Charles Cumberland

Personal information
- Full name: Charles Burrell Cumberland
- Born: 21 February 1828 Bermuda
- Died: 17 December 1875 (aged 47) Bareilly, British India

Domestic team information
- 1855–1857: Victoria
- Source: Cricinfo, 13 February 2015

= Charles Cumberland (Australian cricketer) =

Australian cricketer

Charles Burrell Cumberland (21 February 1828 – 17 December 1875) was an Australian cricketer, born in Bermuda. He played two first-class cricket matches for Victoria in the 1850s.

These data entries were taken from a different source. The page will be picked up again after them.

PR #1863, opened 2017-01-13
locking: reintroduce `Committer` field

ttaylorr:
This pull-request reintroduces the `Committer` field on the `*locking.Lock` type.

This was the [original interface][1] of that type, but was removed in #1732 in favor of `Name` and `Email` top-level fields on the `Lock` type. Instead, let's bring back the original API which:

- has parity with how the data is sent over the network, and...
- is more direct in it's meaning. A lock has a committer, not a name and email. 

This pull-request also comes with some additional benefits:

1. Fix a bug where the `gitserver` was unable to find the fields to de-serialize the committer's name and email, thus making all locks have `""` empty-string owners.
2. Implement `fmt.Stringer` on the `Committer` type, which yields the expected format: `First Last <email@example.com>`.

---

/cc @git-lfs/core 

[1]: https://github.com/git-lfs/git-lfs/blob/7f578a97cef74a2e7fef6723bfc6ce30e512e44b/api/lock_api.go#L113-L114

### DIFF
--- a/locking/api.go
+++ b/locking/api.go
@@ -22,7 +22,7 @@ type lockRequest struct {
 	// `.git/refs/origin/<name>`.
 	LatestRemoteCommit string `json:"latest_remote_commit"`
 	// Committer is the individual that wishes to obtain the lock.
-	Committer committer `json:"committer"`
+	Committer Committer `json:"committer"`
 }
 
 // LockResponse encapsulates the information sent over the API in response to
@@ -188,7 +188,7 @@ func (c *lockClient) Search(remote string, searchReq *lockSearchRequest) (*lockL
 }
 
 // Committer represents a "First Last <email@domain.com>" pair.
-type committer struct {
+type Committer struct {
 	// Name is the name of the individual who would like to obtain the
 	// lock, for instance: "Rick Olson".
 	Name string `json:"name"`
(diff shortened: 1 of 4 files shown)


locking/api.go
```diff
@@ -197,6 +197,12 @@ type committer struct {
 	Email string `json:"email"`
 }
 
-func newCommitter(name, email string) committer {
-	return committer{Name: name, Email: email}
+func NewCommitter(name, email string) Committer {
+	return Committer{Name: name, Email: email}
```
technoweenie: Should this be returning a `*Committer`, since that's the receiver for `String()` below? Or should the func change the receiver to the struct value?

ttaylorr: Good question. The constructor function returns a raw-value `Committer`, since that's how it's embedded in the `Lock` type. `Lock` prefers a `Committer` over a `*Committer`, since the extra data needed to store the pointer of an immutable value is unnecessary.

However, there's no danger of mutable behavior happening in the `(*Committer) String() string` method, so copying the value is unnecessary. Go will automatically take the address to call methods defined on the pointer type, i.e. in a type defined like:

```go
type T struct {}

func (t *T) Foo() {}
```

calling

```go
t := T{}

t.Foo()
```

is equivalent to calling:

```go
t := T{}

(&t).Foo()
```

PR #1868, opened 2017-01-16
Add `--skip-repo` option to `git lfs install` & use in tests

sinbad:
It's bugged me for a while that the integration tests keep creating the `pre-push` hook in my local `git-lfs` working copy repo whenever I run them; it gets much worse when you factor in the new hooks we're starting to add. This happens even if you use `GIT_LFS_TEST_DIR`, if you run the tests from within the working copy.

Seems useful to have a `--skip-repo` option in `git lfs install` which skips the local repo changes, for when you just want to install filters. This is how our tests need to use it. 

I could have just made the tests `cd` to a non-repo folder instead but being explicit seems better.

### DIFF
--- a/commands/command_install.go
+++ b/commands/command_install.go
@@ -13,6 +13,7 @@ var (
 	localInstall      = false
 	systemInstall     = false
 	skipSmudgeInstall = false
+	skipRepoInstall   = false
 )
 
 func installCommand(cmd *cobra.Command, args []string) {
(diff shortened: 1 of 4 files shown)


sinbad:
Names are hard 😄 

I don't really like `--skip-all` because that sounds like it would do nothing, when we're still installing the filters. I had considered options like `--filters-only` but wanted to use `--skip-something` since that was already an established convention. I thought about `--skip-local` but that overlaps too much with the `--local` option. My other primary option was `--skip-hooks`, but I considered that what you really wanted was to leave the repo alone entirely, which includes not creating any new folders in `.git/lfs` etc. Hence `--skip-repo` was the best I could come up with :/

Issue #1884, opened 2017-01-23
Locking Pre-Push hook should be optional


technoweenie:
#1815 added a lock check to the pre-push hook. However, this causes problems for users that use LFS servers that don't implement the locking API (which is all of them since it's not officially shipped yet). This process should definitely be optional.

Cumberland's father, Charles Brownlow Cumberland (1801–1882) was a major general in the British Army. In 1842, he and his family moved to Hobart, where he commanded the 59th Regiment for several years.

Charles Burrell Cumberland was born in Bermuda while his father was stationed there. He was educated in Tasmania, lived in England between 1849 and 1853, then returned to Australia. Between 1854 and 1862, he lived in Melbourne, where he worked as a judge's associate for Redmond Barry. He played cricket as a batsman and brilliant fieldsman for Melbourne Cricket Club.

In the 1860s Cumberland moved to India, where he worked as a tea planter and government surveyor. He married Marianne Cowans in Calcutta in 1865, and they had a son. Marianne died in India in 1869, and Charles in 1875.